Exercise materials -
Issue #269, opened 2020-12-10
WaitingTurnAlert needs to be fixed so first-in-line text is shown


ssciolla:
The specific alert text shown to those who are first in line is not showing up because the `WaitingTurnAlert` assumes that first in line is `0`, not `1`. We need to either modify this or how the rest of the attendee-facing queue page handles `line_place`.

Issue #271, opened 2020-12-10
Always show prompt to enable attendee SMS notifications if attendee is in queue


mfldavidson:
Show prompt to enable attendee SMS notifications if attendee is in queue, even if first in line (currently only shows if 2+ in line)

ssciolla:
Hm, okay, I'll take care of this also in PR #273.

PR #260, opened 2020-12-09
Give Badge and Join Info even spacing in MeetingDetails cell on QueueManagerPage

ssciolla:
This PR provides a minor tweak to spacing in the meeting tables on the `QueueManagerPage`. At smaller window widths, the meeting type badge and the "Join Info" button were overlapping, particularly with "BlueJeans" and "In Person". The `md` settings used here fix the spacing, though the spacing seems like a tad too much with the "Zoom" badge. The PR aims to resolve issue #263.

Issue #231, opened 2020-11-19
Attendee view info about place in line


mfldavidson:
# When attendee is 2+ in line (no longer just show this if <=5th--show all the time)
Yellow alert
### Zoom or BlueJeans:
> It's not your turn yet, but the host may be ready for you at any time. Pay attention to this page so you can join the meeting once it is created.

### In-Person:
> It's not your turn yet, but the host may be ready for you at any time. Pay attention to this page--we will tell you when the host is ready. Make sure you are nearby the in-person meeting location.

# When attendee is first in line and Create Meeting/Ready for Attendee has NOT been clicked (i.e. not in progress):
Green alert
### Zoom or BlueJeans:
> You're up next, but the host isn't quite ready for you. Pay attention to this page so you can join the meeting once it is created.

### In-Person:
> You're up next, but the host isn't quite ready for you. Pay attention to this page--we will tell you when the host is ready. Make sure you are nearby the in-person meeting location.

# When Create Meeting/Ready for Attendee HAS been clicked (Meeting moves to Meetings in Progress):
Green alert
### Zoom or BlueJeans:
> The host is ready for you! If you haven't already joined the meeting, follow the directions to join it now.

### In-Person:
> The host is ready for you! If you haven't already, go to the in-person meeting location to meet with the host.

ssciolla:
Because there is no way currently to know whether the host has joined the meeting, this workflow will likely need to be modified a bit. I will talk with @mfldavidson later today.

mfldavidson:
Tested and working in QA except for "when attendee is first in line" part has a bug--new issue #269 for the bug, so moving this to done.

PR #273, opened 2020-12-10
Fix usage of Meeting.line_place, text of alerts on attendee queue page (#260)

ssciolla:
This PR fixes a bug -- introduced during the reorganization of `QueueAttendingJoined` component -- where the `MeetingTurnAlert` component was expecting a zero-based numbering `line_place` but received one with one-based numbering. Rather than modify `MeetingTurnAlert`, I elected to change the other usages of `line_place`, since the backend code generally works with `line_place` as is. Instead, I just added `1` to the `line_place` in the place it is exposed in the UI. The PR also changes the `notificationBlurb` logic so it is always shown if the user is line. The PR aims to resolve issues #269 and #271.

For testing, ensure that attendees see alerts as spelled out in issue #231.

### DIFF
--- a/src/assets/src/components/queue.tsx
+++ b/src/assets/src/components/queue.tsx
@@ -207,8 +207,8 @@ function QueueAttendingJoined(props: QueueAttendingProps) {
     const meeting = props.queue.my_meeting!;
     const meetingBackend = getBackendByName(meeting.backend_type, props.backends);
     const isVideoMeeting = VideoBackendNames.includes(meetingBackend.name);
-    const numberInLine = meeting.line_place !== null ? meeting.line_place + 1 : null;
     const inProgress = meeting.status === MeetingStatus.STARTED;
+    const stillInLine = !inProgress && meeting.line_place !== null;
 
     // Alerts and head
     const closedAlert = props.queue.status === "closed"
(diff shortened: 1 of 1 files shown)


src/assets/src/components/queue.tsx
```diff
@@ -207,8 +207,7 @@ function QueueAttendingJoined(props: QueueAttendingProps) {
     const meeting = props.queue.my_meeting!;
     const meetingBackend = getBackendByName(meeting.backend_type, props.backends);
     const isVideoMeeting = VideoBackendNames.includes(meetingBackend.name);
-    const numberInLine = meeting.line_place !== null ? meeting.line_place + 1 : null;
-    const inProgress = meeting.status === MeetingStatus.STARTED;
+    const inProgress = meeting.status === MeetingStatus.STARTED && meeting.line_place === null;
```
ssciolla, line 210: I've been struggling with whether or not we actually need to check what's going on with `line_place` here if we've already checked the `status` (since whether `line_place` is `null` or not is dependent on `status`). The WebSocket updates change both at the same time. I guess it doesn't hurt anything to keep it like this, maybe it protects us a little against changes to backend logic? I'd be interested to hear others' opinions on this.

jlost: My inclination is to try to keep most of the business logic in the backend so it doesn't have to be replicated in the frontend. This lets the frontend neatly reflect business logic changes without additional code changes in most circumstances. So I'd simplify this to just checking the `status`.
The variable naming `inProgress` also hints to me that `line_place` should have nothing to do with it -- or that the name should be adjusted. I could imagine changing `line_place` to be 0 or -1 or something if the meeting is started, in which case this code might stop working the way it should.

jlost (approved):
LGTM!

src/assets/src/components/queue.tsx
ssciolla: Makes sense. I will simplify and test.

jlost (approved):

src/assets/src/components/queue.tsx
ssciolla: Reworked a little bit after chatting with @jlost.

Work to be completed - Copy each line of the preceding material that contains "simplify".

Response below -
jlost: My inclination is to try to keep most of the business logic in the backend so it doesn't have to be replicated in the frontend. This lets the frontend neatly reflect business logic changes without additional code changes in most circumstances. So I'd simplify this to just checking the `status`.
ssciolla: Makes sense. I will simplify and test.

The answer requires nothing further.